Adedina’s expedition paid off as his older cousin, his father’s elder brother’s son, agreed to finance his education and he did this religiously for the four years he spent in the University of Calabar.

“However, it was not without my personal sacrifices of meal skipping, avid reading, meticulous studying and deprivations leading to suffering of gastro-intestine ulcer for 12 years,” he said.

His wife, Bunmi, who sat a few metres away, said virtue ‘lured’ her to him. “He is a disciplinarian and I know I can’t change that.

I have come to know him as a strong and steadfast person; and that aspect attracted me to him. I feel happy and fulfilled because of his achievements.”
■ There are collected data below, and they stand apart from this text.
PR #656, opened 2026-04-27
fix: prevent subagent hub scroll position reset on log updates

jorgeraad:
### What does this PR do?

Fixes the issue where the subagent list view scrolls to the top anytime a new log comes in for a subagent, making it virtually impossible for users to scroll down to older subagents until activity slows down.

**Root cause:** In `SubagentHub`, a `useEffect` called `scrollToIndex` with dependencies `[focusedIndex, sorted]`. Every subagent log update triggers a store update, which produces a new `sessions` Map reference, which in turn creates a new `sorted` array reference via `useMemo`. This caused the scroll effect to re-run on every log event. When `focusedIndex` is 0 (the default), `scrollToIndex` calls `scrollBox.scrollTo(0)`, forcing the list back to the top.

**Fix:** Store `sorted` in a ref (`sortedRef`) and only include `focusedIndex` in the effect's dependency array. The scroll effect now fires only when the user actually navigates (arrow keys / j/k), not when subagent data updates arrive. The ref always points to the latest `sorted` array so `scrollToIndex` still operates on current data when it does fire.

This is a minimal, targeted change — one file modified (`subagent-hub.tsx`), no behavior changes for keyboard navigation.

- ESLint passes (`bun run lint`)
- TypeScript type check passes (`bun run tsc`)
- All unit tests pass (`bun run test` — 762 passed, 15 skipped; 2 pre-existing AI stream test failures that require a live API key)
- Added 7 new unit tests (`subagent-hub.test.ts`) that document the root cause:
  - `sortSessions` order stability (3 tests)
  - Store snapshot identity changes on every log update (4 tests) — proves that `sorted` gets a new reference on every `appendText`, even when the sort order is unchanged, which is why depending on it in the scroll effect caused continuous scroll-to-top resets

<div><a href="https://cursor.com/agents/bc-6806d4f7-3110-4327-9c98-2c2073aea2c6"><picture><source media="(prefers-color-scheme: dark)" srcset="https://cursor.com/assets/images/open-in-web-dark.png"><source media="(prefers-color-scheme: light)" srcset="https://cursor.com/assets/images/open-in-web-light.png">Open in Web</picture></a>&nbsp;<a href="https://cursor.com/background-agent?bcId=bc-6806d4f7-3110-4327-9c98-2c2073aea2c6"><picture><source media="(prefers-color-scheme: dark)" srcset="https://cursor.com/assets/images/open-in-cursor-dark.png"><source media="(prefers-color-scheme: light)" srcset="https://cursor.com/assets/images/open-in-cursor-light.png">Open in Cursor</picture></a>&nbsp;</div>


jorgeraad:
https://github.com/user-attachments/assets/0bb251b0-5654-4e9b-b2dd-049796a879e4

KeremP (approved):

KeremP:
just need to rebase

PR #659, opened 2026-04-28
Add screenshot-safe obfuscation mode (`--obfuscate` / `/obfuscate`)

joshkotrous:
### What does this PR do?

Adds a global `--obfuscate` flag (alias `--redact`, `-O`) **and** a runtime `/obfuscate` slash command that put the Pensar TUI into **obfuscation mode**. When active, every layer of the UI passes its text through a pattern-based redaction engine before rendering, so engagement screenshots can be shared without leaking sensitive information.

### Engine — `src/core/obfuscation/`

A pattern-based redactor with a stable, process-lifetime mapping (the same input always produces the same placeholder, so `[EMAIL_1]` is always Alice's email).

| Category | Examples redacted |
| --- | --- |
| `URL`, `HOST` | `https://api.acme-corp.internal/v1/users`, `staging-console.acme.dev` |
| `EMAIL`, `PHONE` | `alice@acme.com`, `+1 415 555 0123` |
| `IPV4`, `IPV6`, `MAC` | `10.0.42.17`, `pentest-10-0-0-1`, `fe80::1`, `00:1A:2B:3C:4D:5E` |
| `UUID` | `550e8400-e29b-41d4-a716-446655440000` |
| `JWT`, `TOKEN` | bearer tokens, `sk-…`, GitHub PATs, AWS access keys, Cognito region IDs (`us-east-1_X8rlYugE7`), opaque 20+ char client IDs |
| `HEX` | long hex blobs |
| `PATH` | `/Users/alice/...`, `C:\Users\alice\...`, `/v1/external/sendgrid/{tenant_id}`, `/__debug/pprof/heap`, `/docs/`, single-segment routes (`/login,`, `/dashboard `, `/leads.`), and template-style relatives (`media/{tenant_id}`) |
| `CARD` | Luhn-validated card numbers |
| `ORG` | `Acme Corp`, `Globex LLC`, `Initech Industries`, plus bare org references via the alias system (see below) |

Notes on detection:

- **No host allowlist.** Every detected hostname is redacted, even apparently public ones (`pensar.dev`, `github.com`, …). The only filter on `HOST` is a source-code filename heuristic so `config.json` and `app.py` aren't mis-redacted.
- **Dashed IPv4** in session names / reverse-DNS labels (`pentest-10-0-0-1`, `ec2-54-12-34-56`) is caught with lookbehind/lookahead guards so longer hyphenated number sequences and date-shaped strings (`2026-04-28-12`) don't false-match.
- **Single-segment slash paths** like `/login,`, `/dashboard ` are redacted only when a non-segment, non-newline character follows, so bare slash commands (`/help` at end-of-line / EOS) stay intact for the command router.
- **Org alias system.** When the engine redacts a host or URL, it learns the registrable label (`acme` from `acme.com`) and stores it as an alias for the same placeholder. A final case-insensitive whole-word pass replaces bare references to the org (`the Acme corporate tenant`, `acme-login-recon`) with the same placeholder, so the org name is consistent across surfaces. A blocklist of generic provider labels (AWS, Cloudflare, GitHub, …) prevents the alias system from ever redacting third-party brand names. An `aliases: false` opt-out is exposed for input round-trip flows that need the literal string back.
- Stop-words (`Pensar`, `OpenAI`, `JSON`, …) prevent ORG false positives on common technical terms.

### Placeholder format

Square brackets: `[EMAIL_1]`, `[HOST_1]`, …. Angle brackets get parsed as inline HTML by `marked` and silently dropped from rendered messages, so brackets are the only form that survives every render path.

### TUI integration — centralized rendering patch

Rather than every component calling `obfuscate(...)` on its own strings, the TUI installs a one-time monkey-patch on the OpenTUI text primitives:

- **`TextNodeRenderable.fromString`** (used by the React reconciler's `createTextInstance` on every JSX text leaf) — redacts on creation.
- **`TextNodeRenderable.prototype.children` setter** (used by `commitTextUpdate` on every text update) — redacts on every change.

Each patched node remembers its original (unobfuscated) text in a symbol-keyed slot. On `/obfuscate` toggle, a tree-walker re-emits every node's children from its stored original through the same patched setter, so already-rendered prose retroactively reflects the new state — without it, React's reconciler would skip `commitTextUpdate` on existing text whose string value hasn't changed and the toggle would only affect newly-committed text.

The walker descends into `TextRenderable.textNode` explicitly because OpenTUI keeps each `<text>`'s text-node subtree on a side-channel — `TextNodeRenderable extends BaseRenderable` (not `Renderable`), so it's invisible to the standard `Renderable.getChildren()` traversal.

### Carve-outs (text that bypasses the patch)

A handful of paths route through `TextRenderable`'s `content` setter or a different primitive entirely, and are obfuscated upstream at the boundary:

- **`markdownToStyledText`** — bakes obfuscation into chunks before they become `StyledText`, since assistant messages render via `<text content={styledText}>`.
- **`result-registry.obfuscateStyledText`** — applied to tool result `styledText` (syntax-highlighted previews) for the same reason.
- **`PromptInput`** — runs `obfuscate()` against the textarea buffer on every content change, replacing recognised values with placeholders as the user types. On submit, paste-extmark expansion runs first, then `deobfuscate()` expands every placeholder back to its original — so the agent always receives real values while screenshots of the prompt show only placeholders. The textarea reacts to live `/obfuscate` toggles, redacting or expanding the current buffer in place. Slash commands are bypassed at this layer so `/help` etc. aren't mangled.
- **`ShiningText`** (pending tool-call shimmer) — obfuscates the input string once at the component boundary because the shimmer renders character-by-character via `<text content={ch}>`.

The markdown renderer also passes through inline and block `html` tokens as literal text, so any future angle-bracketed content the assistant emits stays visible instead of being silently consumed by the lexer.

### `/obfuscate` slash command

`ObfuscationProvider` is stateful, seeded by `--obfuscate` (env `PENSAR_OBFUSCATE=1`) and exposes `setEnabled` / `toggle` / `enabled` / `redact` to the React tree. Engine state and React state are kept in lock-step synchronously so toggling never leaves a frame in an inconsistent state. The `CommandRouter` re-binds handler context on every `execute()` so toggles read live engine state instead of a stale closure from the first render. Subcommands: `on`, `off`, `toggle` (default). A toast confirms the new state.

Help text in `pensar --help` documents the flag; the in-TUI help dialog auto-picks up the new `/obfuscate` command from the registry.

- `bun run tsc` ✅
- `bun run lint` ✅
- `bun run format:check` ✅
- `bun run test src/core/obfuscation` ✅ — 43 cases covering the no-allowlist behaviour, dashed-IP detection, route + relative + template-style path patterns, opaque/AWS-region IDs, ORG/alias logic with provider-blocklist and round-trip opt-out, and `deobfuscate` round-trips.
- `bun run test` ⚠️ — only failures are pre-existing `src/core/ai/ai.test.ts` cases unrelated to this change (retired `claude-3-haiku-20240307` model; identical to `canary`).
- Branch rebased onto latest `canary`. Rebase resolved three conflicts cleanly: footer (kept the new dimensions-aware `showCwd`, dropped the `● obfuscated` indicator), agent-display (`SpinnerDots` → `SpinningDots`), and operator-dashboard header (kept canary's simplified header).
- Manual TUI verification on a real terminal:

https://github.com/user-attachments/assets/d62f9687-d0e8-4570-82e1-5c6eced6fc34

<div><a href="https://cursor.com/agents/bc-f4a58872-ea32-49fb-bf90-5bfbb4183fbf"><picture><source media="(prefers-color-scheme: dark)" srcset="https://cursor.com/assets/images/open-in-web-dark.png"><source media="(prefers-color-scheme: light)" srcset="https://cursor.com/assets/images/open-in-web-light.png">Open in Web</picture></a>&nbsp;<a href="https://cursor.com/background-agent?bcId=bc-f4a58872-ea32-49fb-bf90-5bfbb4183fbf"><picture><source media="(prefers-color-scheme: dark)" srcset="https://cursor.com/assets/images/open-in-cursor-dark.png"><source media="(prefers-color-scheme: light)" srcset="https://cursor.com/assets/images/open-in-cursor-light.png">Open in Cursor</picture></a>&nbsp;</div>

### DIFF
--- a/package.json
+++ b/package.json
@@ -1,6 +1,6 @@
 {
   "name": "@pensar/apex",
-  "version": "1.1.0",
+  "version": "1.2.0",
   "description": "AI-powered penetration testing CLI tool with terminal UI",
   "module": "src/tui/index.tsx",
   "main": "build/cli.js",
--- a/src/cli.ts
+++ b/src/cli.ts
@@ -23,6 +23,18 @@ const args = process.argv.slice(2);
 const command = args[0];
 const version = packageJson.version;
 
+// Detect global --obfuscate flag and propagate to the TUI via env so the
+// flag works regardless of where it appears in argv. The flag is stripped
+// before any per-command parsing so it never collides with subcommand args.
+const OBFUSCATE_FLAGS = new Set(["--obfuscate", "--redact", "-O"]);
+const obfuscateRequested = args.some((a) => OBFUSCATE_FLAGS.has(a));
+if (obfuscateRequested) {
+  process.env.PENSAR_OBFUSCATE = "1";
+  for (let i = args.length - 1; i >= 0; i--) {
+    if (OBFUSCATE_FLAGS.has(args[i]!)) args.splice(i, 1);
+  }
+}
+
 // ---------------------------------------------------------------------------
 // Helpers
 // ---------------------------------------------------------------------------
@@ -122,6 +134,9 @@ threat-model options:
 Global options:
   -h, --help         Show this help message
   -v, --version      Show version number
+  --obfuscate        Run the TUI in obfuscation mode — redacts hostnames,
+                     IPs, UUIDs, emails, paths, tokens, and apparent
+                     company names so screenshots are safe to share.
 `);
 }
 
--- a/src/core/obfuscation/engine.test.ts
+++ b/src/core/obfuscation/engine.test.ts
@@ -67,13 +67,17 @@ describe("obfuscation engine", () => {
 
   it("redacts every hostname including the operator's own infra", () => {
     // No allowlist: pensar.dev, github.com, subdomains thereof are all redacted.
+    // A bare host gets a HOST placeholder; a host followed by a slash-path is
+    // absorbed by the route pattern as a single PATH placeholder, which is
+    // strictly more conservative.
     const out = obfuscate(
       "See staging-console.pensar.dev and github.com/org/repo",
     );
     expect(out).toContain("[HOST_1]");
-    expect(out).toContain("[HOST_2]");
+    expect(out).toContain("[PATH_1]");
     expect(out).not.toContain("pensar.dev");
     expect(out).not.toContain("github.com");
+    expect(out).not.toContain("/org/repo");
   });
 
   it("redacts JWTs and bearer-style tokens", () => {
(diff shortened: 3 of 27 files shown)


joshkotrous:
@cursor rebase this with staging, remove the obfuscated indicator from the footer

She added: “He stands for what is good and upright. He never compromises.

At work, he wears an iron mask. He is not a different person at home except that people think he doesn’t smile or not jovial (laughs); but he is humorous and entertains the children at home.”
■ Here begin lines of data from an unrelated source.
PR #663, opened 2026-04-28
fix(persistentShell): serialize execute() with FIFO mutex (#645)

### LINKED ISSUE #645: PersistentShell: concurrent execute() calls cross-contaminate stdout/stderr

kylejryan:
## Summary

Fixes #645. Adds a per-shell FIFO promise-chain mutex around `PersistentShell.execute()` so concurrent calls in the same JS tick can no longer race on `this.current` and cross-contaminate stdout/stderr.

## Root cause

`execute()` runs synchronously up to `return new Promise(...)` and inside that body assigns `this.current = pending` and writes its wrapper to bash's stdin. Two concurrent calls both reach the assignment in the same microtask — last writer wins. Bash drains stdin serially (wrapper A then B) but bytes on both pipes route to whichever pending is currently `this.current`, i.e. pendingB for *both* wrappers' output. PendingA returns ` (no output)`; pendingB leaks A's CUTOVER/EXIT markers (under A's nonce, so the marker-stripper from #640 correctly refuses to touch it) and A's bash job-control stderr.

NOCTURNE 004 step 4 (attack-surface-agent) confirmed the cross-contamination forensically. 84% of ` execute_command` steps in that trace issued 2+ parallel calls — every one a roll of the dice. The marker leak was visible (~1.4% of calls); the stderr leak is silent because there's no marker token on stderr at all.

## Fix

A `writeChain: Promise<void>` field threads a FIFO queue through `execute()`. Each call snapshots the chain tail, installs a new tail, awaits the previous, runs its body, and releases the tail from `pending.resolve` (which already covers all 6 completion paths: happy, timeout, abort, close, cancel, write-error).

Three refinements over the issue's sketch:

- **Re-validate disposal/abort after the queue wait.** A queued call can wait minutes; if the agent aborts mid-queue, it bails when its turn comes without consuming bash time.
- **Defensive try/catch around the post-await body.** If anything throws between `await myTurn` and `pending.resolve` being installed (e.g. `randomBytes` entropy exhaustion), `releaseTurn()` still runs and the queue doesn't deadlock.
- **Timer setup happens after `await myTurn`.** A user-supplied timeout now bounds *execution* time, not *queue time + execution time*.

The `extractFallbackStdout` helper from #640 stays — it's still useful as a safety net for the event-loop-starvation case it was originally designed for, even though cross-nonce contamination is now structurally impossible.

## Behavioral change

Parallel ` execute_command` calls from the agent become **serial** through a shared shell. Invisible to the model (each tool callback still resolves independently). Multi-shell parallelism was considered and rejected because it breaks the `cd`/`export`/alias persistence semantics that motivate `PersistentShell` in the first place.

## Tests

5 new regression tests in `persistentShell.test.ts`:

1. Parallel echoes do not cross-contaminate stdout (no foreign-nonce markers, no foreign output).
2. Parallel calls do not cross-contaminate stderr.
3. Parallel-call timeout isolation — timed-out call's SIGTERM/SIGKILL bash messages and CUTOVER/EXIT_137 markers do not leak to the surviving call.
4. FIFO queue ordering preserved across `Promise.all([echo 1, echo 2, echo 3])`.
5. Aborted-while-queued bails when its turn comes without running its bash command (validates refinement (a)).

All 14 pre-existing tests in the file still pass (26 passed, 1 skipped — the macOS-skipped streaming test).

## Verification

- `bun run test src/core/agents/offSecAgent/tools/persistentShell.test.ts` — 26 passed, 1 skipped.
- `bun run lint` — clean.
- `bun run format:check` — clean.
- `bun run tsc` — clean.
- Full `bun run test` — 791 passed, 16 skipped, 2 pre-existing AI-API-key-required failures unrelated to this change (also failing on canary).

## Test plan (post-merge / pre-merge human-driven)

- [ ] Manual TUI smoke: run a few ` execute_command` calls including a forced parallel batch, confirm normal behavior.
- [ ] NOCTURNE re-run: verify zero `__APEX_<nonce>__` strings in any tool result across all parallel-call steps. This is the durable acceptance criterion that a future regression would trip on.
- [ ] Spot-check stderr on a parallel-timeout step: confirm the surviving call's stderr does not contain ` Terminated` / `Killed` messages from the sibling.

## Related

- #640 — silent stdout-loss + own-nonce marker leak fix (lands first; covers the single-command event-loop-starvation case). #645 covers cross-command leaks. Both layers are needed.
- #636 — earlier `cat`-only fallback for missing `stdbuf` (predecessor work).
- #625 — stdin-hijack fix (sibling `PersistentShell` correctness work).

## Forensic citation

NOCTURNE 004, attack-surface-agent step 4: call A `toolu_013gEBbqhmGpnRSqMJo9kYCt` (find wordlists, 10s timeout), call B `toolu_011teCwm4UHUs9t4SV1G8E9o` (curl Flask paths, 120s timeout). B's stdout contained A's CUTOVER + EXIT_137 markers under A's nonce; B's stderr contained the SIGTERM/SIGKILL messages for A's four `find` processes (B never spawned a `find`).

---

> [!NOTE]
> **Medium Risk**
> Introduces a new queuing/mutex mechanism in `PersistentShell.execute()` that changes concurrency behavior and affects command timing/abort/timeout semantics, so regressions could impact agent command execution under load.
> 
> **Overview**
> Fixes a race in `PersistentShell.execute()` where concurrent calls could overwrite `this.current` and cause **stdout/stderr/marker leakage between commands**.
> 
> Adds a per-shell **FIFO promise-chain mutex** (`writeChain` + `acquireTurn`) so parallel `execute()` calls are serialized; queued calls re-check `disposed`/`abortSignal` after waiting, and timeouts now measure *execution time* rather than queue+execution.
> 
> Expands `persistentShell.test.ts` with new parallelism regression coverage (stdout/stderr isolation, timeout isolation, FIFO ordering, and abort-while-queued), while keeping existing long-running stability tests.
> 
> <sup>Reviewed by [Cursor Bugbot](https://cursor.com/bugbot) for commit 05ed022d9451a5ecfb607373bf6ee8dc6e0d2df9. Bugbot is set up for automated code reviews on this repo. Configure [here](https://www.cursor.com/dashboard/bugbot).</sup>

## Post-fix verification: NOCTURNE 005

Re-ran NOCTURNE on `fix/645-persistent-shell-serialize-execute`. The race condition was actually exercised by real agent traffic, and the durable acceptance criteria all hold.

### Acceptance criteria

| Criterion                                                                         | Result                                                  |
| --------------------------------------------------------------------------------- | ------------------------------------------------------- |
| Zero `__APEX_<nonce>__` strings in any tool result                                | **0 hits** across all 54 `execute_command` observations |
| Zero `EXIT_137` / `EXIT_143` markers (the specific shapes leaked in NOCTURNE 004) | **0 hits**                                              |
| Zero cross-stderr contamination from sibling kill messages                        | **0 hits** (1 self-kill, correctly attributed — below)  |

### Was the race actually exercised?

Yes. Concurrent calls were issued 16 times, including 3 triple-parallel steps:

```
total step records            = 70
steps containing exec_cmd     = 35
total exec_cmd observations   = 54
parallel-call distribution    = [(0, 35), (1, 19), (2, 13), (3, 3)]
steps with 2+ parallel exec   = 16  (46% of exec-steps)
max parallelism observed      = 3
```

Compared to the NOCTURNE 004 baseline cited in the issue (84% parallel, 1.4% visible marker-leak rate, plus systemic silent stderr contamination), this run is lower-density on parallelism but still exercised the contended code path 16 times. Zero leaks across all 16.

### The one bash kill-message in the trace is self-attribution

Step 14, `attack-surface-agent`, n=2 parallel:

- **Call A** (`toolu_01FRVhH2JAfZFR6EMpU3faZm`, curl method matrix on `/artifacts`): success, 4023 chars of clean stdout, **empty stderr**, no markers.
- **Call B** (`toolu_01TfKCE9t5yAMaJSV3dpyMLN`, `gobuster dir`): timed out at the 180s wrapper timeout. Its stderr contains:
  ```
  bash: line 537: 90229 Terminated: 15  gobuster dir -u "https://..." ...
  ```
  PID 90229 is running the same `gobuster` command whose text is in Call B's own `command` field — bash's job-control notice for **Call B's own process being killed because Call B itself timed out**. Pre-fix, this message would have race-routed to whichever pending was `this.current` when bash printed it; post-fix it's structurally pinned to the call that owns the killed process. Call A correctly received nothing.

  (Self-stderr-on-self-timeout is a separate, much smaller cosmetic issue — bash job-control prints to its real stderr pipe, bypassing the wrapper's `2>"$__APEX_ERR"` redirection. Not what #645 was about; out of scope for this PR.)

### Other failures are all explainable

5 non-success `execute_command` results across 54 calls (9.3%):

- 3 **scope violations** — agent tried to access disallowed targets; the policy layer rejected the command before it ran. Empty stdout is by design.
- 1 **self-timeout** (the gobuster above).
- 1 **exit code 1** — generic non-zero exit, no contamination signature.

None are shell-level bugs.

### Analysis caveats

- Trace observations store a 2000-char `outputPreview` (16 of 54 results were longer and got truncated). Marker leaks always appear at the *start* of the result (the wrapper emits CUTOVER first, and `extractFallbackStdout` returns them at the beginning when it can't strip), so the preview catches every known leak shape.
- Lower parallelism density than NOCTURNE 004 (46% vs 84%). Worth re-checking on any higher-density trace from a follow-up run, but this run is a strong positive signal on its own.
- No `extractFallbackStdout` fallback paths fired in this trace — agent saw clean output across the board.

**Net:** zero markers, zero EXIT_137/143, zero cross-stderr contamination across 16 parallel-call steps. Acceptance criteria met. Marking ready for review.

### DIFF
--- a/src/core/agents/offSecAgent/tools/persistentShell.test.ts
+++ b/src/core/agents/offSecAgent/tools/persistentShell.test.ts
@@ -7,17 +7,6 @@ const HAS_STDBUF =
   process.platform !== "win32" &&
   spawnSync("stdbuf", ["--version"], { stdio: "ignore" }).status === 0;
 
-/**
- * These tests document and reproduce the "shell eventually stops responding"
- * class of bugs in PersistentShell. They are written as hang-repros: each test
- * exercises a scenario a long-running pentest agent realistically hits, and
- * asserts the contract the tool advertises.
- *
- * Several of these are EXPECTED TO FAIL against the current implementation.
- * They are intentionally left failing so the bugs cannot be silently
- * re-introduced once fixed. They use `it.fails(...)` so the suite stays green
- * while clearly flagging the known-broken behavior.
- */
 describe("PersistentShell — long-running stability", () => {
   const shells: PersistentShell[] = [];
   const make = () => {
@@ -47,16 +36,6 @@ describe("PersistentShell — long-running stability", () => {
     expect(r2.stdout).toContain("two");
   });
 
-  /**
-   * Regression: on macOS without GNU `stdbuf`, the old wrapper relied on
-   * plain `tail -f` for streaming. Because `tail`'s stdout was a pipe it
-   * block-buffered, so short outputs were killed with tail before ever
-   * flushing — every `ls -la`-style command came back with empty stdout
-   * and the agent saw `(no output)`. The current wrapper always runs an
-   * authoritative post-kill `cat` of the per-command tempfile through
-   * bash's real stdout pipe, so `tail` buffering can no longer cause
-   * stdout loss.
-   */
   it("captures short stdout (no-stdbuf safe)", async () => {
     const shell = make();
     const r = await shell.execute("printf 'hello\\nworld\\n'", 5);
@@ -65,21 +44,6 @@ describe("PersistentShell — long-running stability", () => {
     expect(r.stdout).toContain("world");
   });
 
-  /**
-   * Regression: on macOS with SIP, `stdbuf -oL` is a silent no-op on
-   * /usr/bin/tail (DYLD_INSERT_LIBRARIES is stripped from protected
-   * binaries). If the wrapper relies on tail alone to stream stdout,
-   * tail block-buffers (~8 KiB default) and the buffer is discarded
-   * when we kill tail 100 ms after the command finishes — every short
-   * command returns empty stdout. Executed by APEX TUI in operator mode,
-   * by the CLI pentest entrypoint, and by Evalgate-driven runs (e.g.
-   * NOCTURNE), producing `(no output)` for trivial commands and
-   * dominating eval signal with shell brokenness rather than agent
-   * capability.
-   *
-   * These assertions fail on macOS against the pre-patch wrapper and
-   * pass once the authoritative post-kill `cat` phase is in place.
-   */
   it("captures trivial stdout even when tail block-buffers", async () => {
     const shell = make();
     const echo = await shell.execute("echo hello", 5);
@@ -95,20 +59,9 @@ describe("PersistentShell — long-running stability", () => {
     expect(seq.stdout.trim()).toBe("1\n2\n3\n4\n5");
   });
 
-  /**
-   * Regression: tail's default block-buffer is ~8 KiB. A command whose
-   * stdout is just under, at, and just over that boundary must come back
-   * fully intact, with no silent truncation regardless of whether tail
-   * ever flushed its buffer. Exercises the authoritative `cat` phase on
-   * a realistic recon-output size.
-   */
   it("captures output across the 8 KiB block-buffer boundary", async () => {
     const shell = make();
-    // Emit exactly 9000 'x' bytes followed by a newline. Uses /dev/zero
-    // to avoid bash/yes-pipeline byte-counting footguns (e.g.
-    // `yes x | head -c 9000` includes the newlines that `yes` emits, so
-    // stripping them halves the payload). 9000 > 8192 to ensure we
-    // exceed tail's default ~8 KiB block-buffer size.
+    // 9000 > 8192 to exceed tail's default block-buffer.
     const r = await shell.execute(
       "head -c 9000 /dev/zero | tr '\\0' 'x'; echo",
       5,
@@ -117,58 +70,26 @@ describe("PersistentShell — long-running stability", () => {
     expect(r.stdout.replace(/\n$/, "").length).toBe(9000);
   });
 
-  /**
-   * Repro #1 — Stdin hijack by a child process.
-   *
-   * The shell's stdin pipe is shared with every child bash spawns. A command
-   * that reads from stdin (cat/ssh/sudo/python/mysql/read/...) used to
-   * consume bytes meant for bash's own command parsing, wedging the shell
-   * for every subsequent call.
-   *
-   * The fix redirects each user command's stdin from /dev/null, so stdin
-   * readers see EOF immediately and cannot hijack our command pipe. We
-   * verify:
-   *   1. `cat` does NOT hang — it EOFs cleanly (exit 0) in well under the
-   *      timeout, proving stdin isolation works.
-   *   2. The next command still runs immediately afterward.
-   *
-   * Agents hit this constantly in practice because models run things like
-   * `sudo ...` or `ssh ...` mid-pentest.
-   */
   it("stays responsive after a command that normally reads stdin", async () => {
     const shell = make();
 
     const warm = await shell.execute("echo warm", 5);
     expect(warm.exitCode).toBe(0);
 
-    // `cat` with no args normally blocks on stdin. With /dev/null
-    // redirection it EOFs instantly.
+    // `cat` with no args normally blocks on stdin. With /dev/null it EOFs.
     const start = Date.now();
     const hung = await shell.execute("cat", 2);
     const elapsed = Date.now() - start;
     expect(hung.exitCode).toBe(0);
     expect(elapsed).toBeLessThan(1_500);
 
-    // Subsequent command should return within a normal timeout.
     const after = await shell.execute("echo after-cat", 5);
     expect(after.exitCode).toBe(0);
     expect(after.stdout).toContain("after-cat");
   }, 20_000);
 
-  /**
-   * Repro #2 — Process-group leak after timeout.
-   *
-   * `pkill -TERM -P <bashpid>` only reaps direct children of bash. For a
-   * pipeline (`a | b | c`) the workers are grandchildren of bash (children
-   * of the subshell), so they survive the timeout, become orphans, and keep
-   * their inherited fd 1 — feeding Repro #3 below.
-   *
-   * After the timeout, we should see no descendant processes still holding
-   * the shell's stdout pipe.
-   */
   it("cleans up pipeline grandchildren when a command times out", async () => {
     const shell = make();
-    // Prime the shell so we have a stable pid to probe.
     await shell.execute("echo prime", 5);
     const bashPid = (shell as unknown as { proc: { pid: number } }).proc.pid;
     expect(bashPid).toBeGreaterThan(0);
@@ -177,7 +98,6 @@ describe("PersistentShell — long-running stability", () => {
     const timed = await shell.execute("sleep 30 | cat", 2);
     expect(timed.exitCode).toBe(124);
 
-    // Give pkill + the 1s drain window a moment.
     await new Promise((r) => setTimeout(r, 1_500));
 
     const { spawnSync } = await import("child_process");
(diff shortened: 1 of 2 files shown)


jorgeraad (approved):
Nit: can probably cut down on the comments a bit. Don't want to confuse the agents, especially if the comments get stale.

His marriage to Bunmi Nkemdilim nee Nwosu, a theatre artist and scholar in her own right, has been a blessing to him. The union has been blessed with children.

A teetotaler, Adedina take time to relax, in spite of his busy schedule by reading, watching movies, listening to music, writing, travelling and playing with his family. In spite of his modest achievements, the hardworking and progressively ambitious man believes he still has a lot to offer humanity.

“My dream, upon retirement, is to promote literacy through creative writing workshops, promotion of arts with funding and sponsorship of theatre at the grassroots level and establishment of film and arts institute.”